Many Solutions to Liquid–Solids Blending

Liquids and solids are mixed and blended for many reasons in food processing.

Some common examples include dispersing gums and stabilizers in ice cream mix; dissolving salt and sugar in water to make brines; suspending vegetables and meat pieces in broth for soups and sauces; mixing oil, eggs, and vinegar to make mayonnaise; and dispersing water in flour to make bread dough.

Some of the parameters that distinguish different regimes of mixing include the proportion of solid to liquid, the viscosity of the final mix, the solubility of the solids, and the presence of other materials, such as a second liquid phase.

As in other mass transfer and fluid flow situations, it matters whether the flow is turbulent or laminar. For mixing using an impeller, typically a multi-bladed rotor on a shaft, the flow pattern is characterized by the Reynold’s number, Re = ND²ρ/μ, where N is agitator speed in revolutions/sec; D is impeller diameter in meters; r is fluid density in kg/m³; and μ is fluid viscosity in Pascal-sec. High values of Re indicate turbulent flow, while low values indicate laminar flow. Mixing is more effective with turbulence, but this may be difficult to achieve with high-viscosity mixtures.

The power consumed by an agitator is a function of Re and typically depends on the impeller and vessel design. The dimensionless power number P_o = P/ρN³D⁵, where P is power in watts and the other symbols have the same meaning as previously given, can be correlated with the dimensionless Re for use in scale-up.

For miscible liquids, time to reach a satisfactory degree of homogeneity is often estimated as requiring about 4 or 5 turnovers of vessel contents, according to Mark Lovallo, Technology Manager, EKATO Corp., Ramsey, N.J. (phone 201-825-4684). EKATO is a German company that offers solids mixing equipment, liquid–solids mixing equipment, mechanical seals, agitators, and complete process skids. He and his colleagues published a review of mixing theory in the April 2006 issue of Chemical Engineering.

Some of EKATO’s liquid–solids mixers address the challenge of heavy suspensions, which often are highly viscous. Their special agitators may include helical ribbons, which lift the more-stagnant regions near the wall to cause circulation. It is interesting to speculate whether this design might work for heavy bread dough.

High-Shear Mixers
The Breddo Likwifier is familiar to many food processors. It looks much like a bar blender or kitchen food processor, except that it is much larger. Bill Wade, Equipment Director, American Ingredients Inc. (Breddo’s parent company), Kansas City, Mo. (phone 800-669-4092) explained that the machine was developed to help customers disperse dairy stabilizers, which have a tendency to form "fish eyes," lumps of powder that are wet on the outside, which prevents the inside from being wetted. It takes high local shear to break down such particles and completely hydrate the powder.

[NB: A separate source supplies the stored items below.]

PR #1572, opened 2020-06-12
Replace editors with virtual file system ☁️📂

EricJizbaMSFT:
At least for this PR, I tried to keep the experience the same as much as possible (confirmation dialogs, file names, output, etc.). I noticed room for improvement in some of those areas, but I'd rather do that separately. This PR is solely meant to get our extensions onto the same editor experience from the UI package instead of each implementing their own (finally 😅).

The only thing that I _did_ change was how we handle fields like "_etag" for DocDB documents. Previously, we had to update the editor after a save to make sure it had the latest etag. That was a bit weird/complex, so I decided to hide those fields, handle them under the covers, and remove that extra "update" to the editor.
Before:
Screen Shot 2020-06-12 at 1 21 29 PM

After:
Screen Shot 2020-06-12 at 1 21 13 PM


src/mongo/MongoScrapbook.ts
```diff
@@ -105,14 +106,30 @@ async function executeCommand(context: IActionContext, command: MongoCommand): P
 
         // we don't handle chained commands so we can only handle "find" if isn't chained
         if (command.name === 'find' && !command.chained) {
-            await ext.editorManager.showDocument(context, new MongoFindResultEditor(database, command), 'cosmos-result.json', { showInNextColumn: true });
+            const db = await database.connectToDb();
+            const collectionName: string = nonNullProp(command, 'collection');
+            const collection: Collection = db.collection(collectionName);
+            // NOTE: Intentionally creating a _new_ tree item rather than searching for a cached node in the tree because
+            // the executed 'find' command could have a filter or projection that is not handled by a cached tree node
```
wwlorey, line 113: Would it be possible to update the existing collection tree item instead of creating a new one? Or is this easier?

EricJizbaMSFT: We _could_ update the existing collection tree item, but we don't _want_ to. The find command could have a filter or a projection in it's arguments, meaning the resulting documents could be completely different than what's in the tree. For example if the collection tree item has these documents:
```json
[
  {
    "_id": "apples",
    "qty": 5
  },
  {
    "_id": "avocados",
    "qty": "fourteen"
  },
  {
    "_id": "bananas",
    "qty": 26
  },
  {
    "_id": "oranges",
    "qty": {
      "in stock": 8,
      "ordered": 12
    }
  }
]
```

I can run a find command like this:
```
db.fruit.find( { qty: { $gt: 4 } } )
```

resulting in this:
```json
[
  {
    "_id": "apples",
    "qty": 5
  },
  {
    "_id": "bananas",
    "qty": 26
  }
]
```

We want the tree to still show all 4 documents, not just those 2. This piece is actually very similar to how it was before: https://github.com/microsoft/vscode-cosmosdb/pull/1572/files#diff-0cdcd82c7e289824f6c83cc3f04581d2L37

src/DatabasesFileSystem.ts
```diff
@@ -0,0 +1,125 @@
...
+        return { type: FileType.File, ctime: node.cTime, mtime: node.mTime, size };
+    }
+
+    public async readFileImpl(context: IActionContext, node: IEditableTreeItem): Promise<Uint8Array> {
+        return Buffer.from(await node.getFileContent(context));
+    }
+
+    public async writeFileImpl(context: IActionContext, node: IEditableTreeItem, content: Uint8Array, _originalUri: Uri): Promise<void> {
+        const showSavePromptKey: string = 'showSavePrompt';
+        const prefix: string = 'cosmosDB';
```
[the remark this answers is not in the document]
EricJizbaMSFT: Yeah I agree. I want the scheme for the file system to be generic so it can work for other resource types in the future, but I don't see enough reason (yet) to break backwards compatibility for people that have this setting. Added a note in the code to that effect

The Likwifier uses a bottom-entering agitator shaft with slanted blades to create high circulation rates and high local shear rates.

A bottom-entering shaft has the advantage that it can be shorter and thinner than a top-entering shaft to deliver the same power because the impeller is close to the bottom and thus immersed in the liquid. By being submerged deeper, the agitator also incorporates less air than would an impeller located higher in the vessel. On the other hand, a bottom-entering shaft requires a good mechanical seal to prevent leaking of the liquid or contamination from the outside. Mechanical seals are subject to abrasion and wear from the solids being mixed and often require disassembly for cleaning. This can create damage from misalignment during reassembly.

Breddo has developed a water-flushed seal in which most of the parts are outside the vessel. The water flushing also cools the seal, reducing wear. Many of the company’s vessels are square, making them self-baffling while still easy to clean. They also make round vessels, and both round and square vessels may be jacketed for heating or cooling. Some mixers have scraped-surface agitators to promote heat transfer and to help circulate viscous mixes.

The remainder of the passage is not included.